On 8 November 1940, a Deutsche Lufthansa Junkers Ju 90 passenger aircraft crashed near the municipality of Schönteichen, Germany, killing all 29 people on board. An investigation of the crash concluded that the accident was caused by ice accumulation on the flight surfaces, which led to an uncontrolled loss of altitude.

== Accident ==
The aircraft, registered D-AVMF and named Brandenburg, took off from Berlin Tempelhof Airport at 14:24 with 23 passengers and six crew members. The radio operator contacted ground at 14:48, indicating that they were flying at 2200 m in clouds. Two minutes later, he reported icing. After a final call from the aircraft at 14:58, there was no further communication from the aircraft. The Ju 90 started descending and crashed into a field.
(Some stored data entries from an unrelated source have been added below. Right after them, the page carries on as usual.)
PR #643, opened 2017-09-13
Add organisation content report

DennisTsiang:
For: https://trello.com/c/5oeDn5Xy

This commit brings back the organisation content report that was
removed before. A few of the columns are no longer stored in
the publisher app, but have been moved to the publishing_api.
As such, calls are made to the publishing_api to retrieve the
missing information.

### DIFF
--- a/app/presenters/organisation_content_presenter.rb
+++ b/app/presenters/organisation_content_presenter.rb
@@ -1,0 +1,60 @@
+class OrganisationContentPresenter < CSVPresenter
+  def initialize(scope = Artefact.where(owning_app: "publisher"))
+    super(scope)
+    self.column_headings = [
+        :id,
+        :name,
+        :format,
+        :slug,
+        :state,
+        :browse_pages,
+        :topics,
+        :organisations,
+        :need_ids
+    ]
+  end
+
+private
+
+  def artefact_contains_no_editions(artefact)
+    artefact.latest_edition.nil?
+  end
+
+  def get_value(header, artefact)
+    return super if artefact_contains_no_editions(artefact)
+
+    content_id = artefact.content_id
+
+    case header
+    when :browse_pages
+      expanded_links(content_id, %w(mainstream_browse_pages base_path), /\/browse\//)
+    when :topics
+      expanded_links(content_id, %w(topics base_path), /\/topic\//)
+    when :organisations
+      expanded_links(content_id, %w(organisations title))
+    when :need_ids
+      expanded_links(content_id, %w(meets_user_needs details need_id))
+    when :format
+      artefact.kind
+    else
+      super
+    end
+  end
+
+
+  def expanded_links(content_id, keys, pattern_to_remove = nil)
+    begin
+      response = Services.publishing_api.get_expanded_links(content_id)
+      join_strings(response.to_hash, keys, pattern_to_remove)
+    rescue GdsApi::HTTPNotFound, GdsApi::HTTPClientError
+      return ''
+    end
+  end
+
+  def join_strings(response, keys, pattern_to_remove)
+    results = response.dig('expanded_links', keys[0])
+    values = results.map { |result| result.dig(*keys.drop(1)) }
+    values = values.map { |value| value.gsub(pattern_to_remove, '') } unless pattern_to_remove.nil?
+    values.join(',')
+  end
+end
--- a/config/environments/development.rb
+++ b/config/environments/development.rb
@@ -15,6 +15,8 @@ Rails.application.configure do
   # Show full error reports.
   config.consider_all_requests_local = true
 
+  config.jwt_auth_secret = '123'
+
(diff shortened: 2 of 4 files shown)


test/unit/organisation_content_presenter_test.rb
```diff
@@ -0,0 +1,53 @@
...
+                       panopticon_id: document.id)
+
+    OrganisationContentPresenter.new(
+      Artefact.where(owning_app: "publisher").not_in(state: ["archived"])
+    ).to_csv
+  end
+
+  should "retrieve the information needed from the JSON response" do
+    JSON = { 'expanded_links' => { 'organisations' => ['title' => 'HMRC'] } }.freeze
+    str = OrganisationContentPresenter.new.send(:join_strings, JSON, 'organisations', 'title', /.^/)
```
h-lame: It's not usually a good idea to test private methods directly, but to test the outcome of them via the public methods (not least because public methods tend to be more stable than private ones, and it gives you more flexibility with your implementation - a private method is often a candidate for extraction somewhere else during a refactor for example).  

I'd prefer to see a test similar to the first one that pushes an artefact through the presenter and checks the values in the outputted CSV data.  This time though also stubs out the publishing_api calls to return some JSON that has browse pages, orgs, etc... 

There are test helpers in the gds-api-adapters gem for stubbing the API calls and providing canned responses: https://github.com/alphagov/gds-api-adapters/blob/master/lib/gds_api/test_helpers/publishing_api_v2.rb and probably there are example tests in this project that use them which you can use for inspiration.

config/environments/development.rb
```diff
@@ -15,6 +15,8 @@
   # Show full error reports.
   config.consider_all_requests_local = true
 
+  config.jwt_auth_secret = '123'
```
h-lame: It might be worth separating this change out into it's own commit as it's not entirely related to the rest of the changes, and feels like something that could do with it's own commit message to explain why we had to do it.

app/presenters/organisation_content_presenter.rb
```diff
@@ -0,0 +1,64 @@
...
+
+  def expanded_links(content_id, outer_key, inner_key, regex)
+    response = Services.publishing_api.get_expanded_links(content_id)
+    if response.nil? || response.raw_response_body.empty?
+      return ''
+    end
+    join_strings(response.to_hash, outer_key, inner_key, regex)
+  end
+
+  def join_strings(response, outer_key, inner_key, regex)
```
h-lame: Can we make the regex an optional argument?  It'd be nice if we didn't need to pass in the "everything matches" regex when we are fetching organisations.  It took me a moment to work out what the `/.^/` regex was for when looking at that method call, and we could avoid that effort on the part of the reader, and avoid the computational effort of doing the match if we want the whole string.

Something like the following might work:

```
def join_string(response, outer_key, inner_key, regex = nil)
  results = response.fetch('expanded_links', {}).fetch(outer_key, {})
  values = results.map { |result| results.fetch('inner_key', '') }
  values = values.map { |value| value.gsub(regex, '') } unless regex.nil?
  values.join(',') 
end
```

Might be worth renaming `regex` to something like `pattern_to_remove` or something like that so it's obvious what the regex is used for.  `regex` is really a type name that tells me what the variable is, but not what it's going to be used for and what it's going to be used for is often more helpful when reading the code.

DennisTsiang:
Updated commit with the changes @h-lame requested

app/presenters/organisation_content_presenter.rb
```diff
@@ -0,0 +1,60 @@
...
+      response = Services.publishing_api.get_expanded_links(content_id)
+      join_strings(response.to_hash, keys, pattern_to_remove)
+    rescue GdsApi::HTTPNotFound, GdsApi::HTTPClientError
+      return ''
+    end
+  end
+
+  def join_strings(response, keys, pattern_to_remove)
+    results = response.dig('expanded_links', keys[0])
+    values = results.map { |result| result.dig(*keys.drop(1)) }
```
h-lame: Nice use of dig!

test/unit/organisation_content_presenter_test.rb
```diff
@@ -0,0 +1,86 @@
...
+    ).to_csv
+    data = CSV.parse(csv, headers: true)
+
+    assert_equal "Important document", data[0]["Name"]
+    assert_equal "answer", data[0]["Format"]
+    assert_equal "123456,123321,654321", data[0]["Need ids"]
+    assert_equal "HMRC", data[0]["Organisations"]
+    assert_equal "business-tax/vat", data[0]["Topics"]
+    assert_equal "business/support,tax/vat", data[0]["Browse pages"]
+  end
```
h-lame: This test is much clearer now, and gives us plenty of wiggle room to refactor the implementation while still keeping this test as a harness to make sure we don't break things!

PR #645, opened 2017-09-14
Change dig to fetch when searching through hash

DennisTsiang:
Changes dig to fetch when searching through the hash that is returned from publishing_api in organisation_content_presenter.rb. This allows us to give the value a default empty hash if it can't find it, whereas dig returns nil if the key is not present, and map cannot be called on a nil object.

### DIFF
--- a/app/presenters/organisation_content_presenter.rb
+++ b/app/presenters/organisation_content_presenter.rb
@@ -52,8 +52,8 @@ private
   end
 
   def join_strings(response, keys, pattern_to_remove)
-    results = response.dig('expanded_links', keys[0])
-    values = results.map { |result| result.dig(*keys.drop(1)) }
+    results = response.fetch('expanded_links', {}).fetch(keys[0], {})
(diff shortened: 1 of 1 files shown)


app/presenters/organisation_content_presenter.rb
```diff
@@ -52,7 +52,7 @@ def expanded_links(content_id, keys, pattern_to_remove = nil)
   end
 
   def join_strings(response, keys, pattern_to_remove)
-    results = response.dig('expanded_links', keys[0])
+    results = response.fetch('expanded_links', {}).fetch(keys[0], {})
     values = results.map { |result| result.dig(*keys.drop(1)) }
```
h-lame: I guess we might have the same problem with the `dig` on the next line.  We could use `result.dig(*keys.drop(1)) || ''` to make sure we get a string, or `values = results.map { ... }.compact` to compress the results by throwing away any `nil` entries.

DennisTsiang: Good idea

PR #1232, opened 2020-03-13
[DO NOT MERGE] Disable publisher cron jobs for migration

sarahseewhy:
* Disables cron jobs which trigger the `mail_fetcher` script and `reports:generate` rake task.

* These changes will automatically update the `deploy` user crontab when the application is deployed using Jenkins.

* `mail_fetcher` runs every five minutes and updates editions in review with responses from fact checkers across government.

* `reports:generate` rake task runs hourly and generates a mainstream report (see here:  https://publisher.publishing.service.gov.uk/reports).

* Note: these cron jobs are configured using the `whenever` gem and **not** Puppet.


cbaines:
I guess this can work for you without ever being merged right? You can just rebase on master, then deploy the branch to Carrenza right before you dump the data for the move to AWS.

sarahseewhy:
@cbaines Indeed. It would be good to test this in Staging.

thomasleese:
@sarahseewhy Can this PR be closed now? I think it might not be needed anymore since the migration is done!

sarahseewhy:
Yes, thanks for following up!

PR #1243, opened 2020-04-03
Add MultiNoisyWorkflow to loop over addresses and instantiate NoisyWorkflows for each

benjamineskola:
Method based on https://github.com/alphagov/short-url-manager/pull/451

WIP: I still need to add new tests including some to replace those made obsolete by this change.

https://trello.com/c/QYkWTpbv/1889-publisher-send-one-email-per-recipient


issyl0:
`MultiNoisyWorkflow`? Whatever next...

PR #1256, opened 2020-04-28
Look for ID in subject field of fact check replies

benjamineskola:
This is in addition to checking the `to` address and in preference to it, in order to support Notify which doesn't allow setting unique reply-to addresses.

https://trello.com/c/MR3jrlX2/1878-5-publisher-replace-ses-in-email-receipt-workflow-%F0%9F%8D%90

### DIFF
--- a/config/fact_check.yml
+++ b/config/fact_check.yml
@@ -4,7 +4,7 @@
 # If we ever want to change this format, we'll need to support some notion of
 # legacy formats, so we still pick up emails to old addresses
 address_format: <%=ENV.fetch("FACT_CHECK_ADDRESS_FORMAT", "factcheck+dev-{id}@alphagov.co.uk") %>
-subject_format: <%=ENV.fetch("FACT_CHECK_SUBJECT_FORMAT", "Fact Checked [dev-{id}]") %>
+subject_format: <%=ENV.fetch("FACT_CHECK_SUBJECT_FORMAT", "\\[.+?\\] GOV.UK preview of new edition \\[dev-(?<id>.+?)\\]") %>
 
 fetcher:
   address: <%=ENV.fetch("FACT_CHECK_ADDRESS", "imap.gmail.com") %>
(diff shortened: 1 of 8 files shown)


config/fact_check.yml
```diff
@@ -4,6 +4,7 @@
 # If we ever want to change this format, we'll need to support some notion of
 # legacy formats, so we still pick up emails to old addresses
 address_format: <%=ENV.fetch("FACT_CHECK_ADDRESS_FORMAT", "factcheck+dev-{id}@alphagov.co.uk") %>
+subject_format: <%=ENV.fetch("FACT_CHECK_SUBJECT_FORMAT", "Fact Checked [dev-{id}]") %>
```
nicholsj, line 7: This needs to make sense to the recipient of the original fact check email. I suggest it's as close as possible to the current subject, but including the ID. 

Current format is `‘[content title]’ GOV.UK preview of new edition` 
eg ‘[Car and trailer driving test]’ GOV.UK preview of new edition

test/unit/fact_check_config_test.rb
```diff
@@ -4,67 +4,133 @@
...
   should "accept item IDs that aren't strings" do
     # For example, Mongo IDs, but let's not tie this test to Mongo
-    config = FactCheckConfig.new("factcheck+{id}@example.com")
+    config = FactCheckConfig.new("factcheck+{id}@example.com", "valid subject [{id}]")
     assert_equal "factcheck+1234@example.com", config.address(1234)
   end
+
+  should "fail on a nil subject format" do
+    assert_raises ArgumentError do
+      FactCheckConfig.new("factcheck+{id}@example.com", nil)
```
thomasleese, line 73: It might be worth pulling out the valid addresses and valid subjects into a variable, it might also make the tests clearer to read as instead of having to know it's a valid address, it could just said `valid_address`.

config/fact_check.yml
benjamineskola: That's a good point — currently, the [code](https://github.com/alphagov/publisher/pull/1256/files#diff-b5c2ae4ebc91d294985cc4742f1889abR20) assumes that the ID is the only changeable part of the input but this won't be the case. I'll have to think about how to implement that.

PR #1259, opened 2020-04-30
Make the ID prefix in the subject configurable

benjamineskola:
This is expected to be configured by Puppet.

The current code uses an email address pattern in which the environment    (production/staging/integration) is embedded, and uses this both to    parse incoming emails and generate outgoing emails (the environment is    part of an opaque string as far as the app is concerned).

However, here I've made the prefix configurable but not the subject as a    whole: partly because the subject was already defined in code and not    configurable through Puppet, and partly because trying to both parse and    generate from the same string is needlessly complex.

The prefix can be left blank (e.g., in production).

https://trello.com/c/MR3jrlX2/1878-5-publisher-replace-ses-in-email-receipt-workflow-%F0%9F%8D%90

### DIFF
--- a/app/mailers/noisy_workflow.rb
+++ b/app/mailers/noisy_workflow.rb
@@ -23,11 +23,12 @@ class NoisyWorkflow < ApplicationMailer
   def request_fact_check(action, recipient_email)
     @edition = action.edition
     fact_check_address = @edition.fact_check_email_address
+    fact_check_prefix = ENV.fetch("FACT_CHECK_SUBJECT_PREFIX", "")
     mail(
       to: recipient_email,
       reply_to: fact_check_address,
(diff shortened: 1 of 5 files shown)


app/mailers/noisy_workflow.rb
```diff
@@ -23,11 +23,12 @@ def skip_review(action, recipient_email)
   def request_fact_check(action, recipient_email)
     @edition = action.edition
     fact_check_address = @edition.fact_check_email_address
+    fact_check_prefix = ENV.fetch("FACT_CHECK_SUBJECT_PREFIX", "")
```
thomasleese, line 26: Is there some way we can get this from `Publisher::Application.fact_check_config` directly? It feels like something that might be forgotten if we decide to change this configuration somehow.

PR #1263, opened 2020-05-05
Use mail-notify gem to deliver via GOV.UK Notify

benjamineskola:
This re-applies the changes to send emails via Notify (cf. #1238, #1249) and takes into account what we have discovered since then regarding the fact-check workflow and reply-to.

In particular, this now *does not* attempt to set the from/reply-to address at all: that must be done in the Notify preferences.

https://trello.com/c/Qy5yaTHt/1951-publisher-use-notify-instead-of-amazon-ses

### DIFF
--- a/Gemfile
+++ b/Gemfile
@@ -16,6 +16,7 @@ gem "inherited_resources"
 gem "jquery-ui-rails", "~> 6.0"
 gem "kaminari", "~> 1.2"
 gem "kaminari-mongoid", "1.0.1"
+gem "mail-notify"
 gem "mlanett-redis-lock", "0.2.7" # Only used in some importers
 gem "momentjs-rails", "2.20.1"
 gem "mongo", "2.4.3"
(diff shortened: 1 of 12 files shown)


AlanGabbianelli:
It would be useful to have this GitHub description in the commit message itself.

benjamineskola:
I'm thinking that the test procedure for this will look like:

- Deploy the branch to integration;
- Request a fact check;
- Confirm that it's still sending the correct subject heading;
- Merge and deploy to staging;
- Repeat the test;
- Deploy to production.

We should probably also confirm with Content when they'd be okay with this going live, since it will affect the emails that external factcheckers see. (And consider rewording the text of the email they receive with a warning about the subject header.)

benjamineskola:
Looks like this works in integration; I've just remembered, though, that there needs to be a formatting change to work with Notify's HTML conversion, so I'll add that into this PR. (I tested the syntax change when testing that the emails from integration work as expected.)

PR #1271, opened 2020-05-14
Improve regex for parsing an edition ID from a subject header

benjamineskola:
Previously the regex would look for an exact match based on what was sent, pinned to the end of the string but not the start (to allow for 'Re:' and similar prefixes). However, it seems that in some cases there can also be text added to the end of the string (e.g., an ID added by the other party's own ticketing system) or even a complete modification of the subject, in which case all we can do is ask the user not to remove the ID.

I've made a few guesses as to what is an appropriate level of cautiousness: for example, this looks for any hexadecimal string surrounded by square brackes (and prefixed with an environment, if one is set); however, I've considered it to be an error if there's more than one match (because we can't be sure we'll pick the right one).

We could also try multiple ways of matching (e.g., look for a more exact match with the subject we sent, and if it fails then any hex string; or look for any hex string and if there are multiple matches then pick the one that seems to be immediately prefixed by our subject, if any). But since we don't know enough about the ways this could fail, it seemed like a premature optimisation; it would be better to revisit this if we start to see a common kind of failure in the future.

https://trello.com/c/KHVxF6ry/1969-3-update-publisher-interface-and-email-text-to-match-new-fact-check-workflow

### DIFF
--- a/lib/fact_check_config.rb
+++ b/lib/fact_check_config.rb
@@ -9,7 +9,7 @@ class FactCheckConfig
     @reply_to_id = reply_to_id
 
     @subject_prefix = subject_prefix.present? ? subject_prefix + "-" : ""
-    subject_format = "‘\\[.+?\\]’ GOV.UK preview of new edition \\[#{@subject_prefix}(?<id>.+?)\\]"
+    subject_format = "\\[#{@subject_prefix}(?<id>[0-9a-f]+)\\]"
 
     @address_prefix, @address_suffix = address_format.split("{id}")
     @address_pattern = Regexp.new(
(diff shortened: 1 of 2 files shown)


benjamineskola:
Do we need to be careful about deploying this? It _should_ only increase the likelihood of emails being processed properly, and the tests show that; but when it can only be tested in production, I'd prefer to err on the side of caution.

thomasleese:
Yeah, although it's a pain, I think we should go through the testing we've been doing for the previous PRs where we do a full end-to-end test of this in production very soon after deploying.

The German musician and journalist Adolf Raskin was killed in the accident.

== Investigation ==
A post-crash of the aircraft's on-board clock revealed that the crash occurred between three and five minutes after the final communication from the aircraft. Witnesses reported observing the aircraft flying at 300 m or less for two to three minutes shortly before the crash, investigators concluded that the decent from 2200 m must have occurred very rapidly, and concluded that the descent was uncontrolled. Ice was found on the aircraft that was more than 1.5 to 2 cm thick, which would have critically altered the flight characteristics of the aircraft. In instances in the type of aircraft, severe ice accumulation had been found to jam the elevators between the tail fin end cap and the outer balancer. Investigators found dents on the tail fin end cap, as well as a sheared rivet between the outer balancer and the drive shaft, which led them to conclude that the elevator control had been jammed during flight. On the other hand, the damage was also suspiciously similar to that caused by a foreign object, that was never discovered.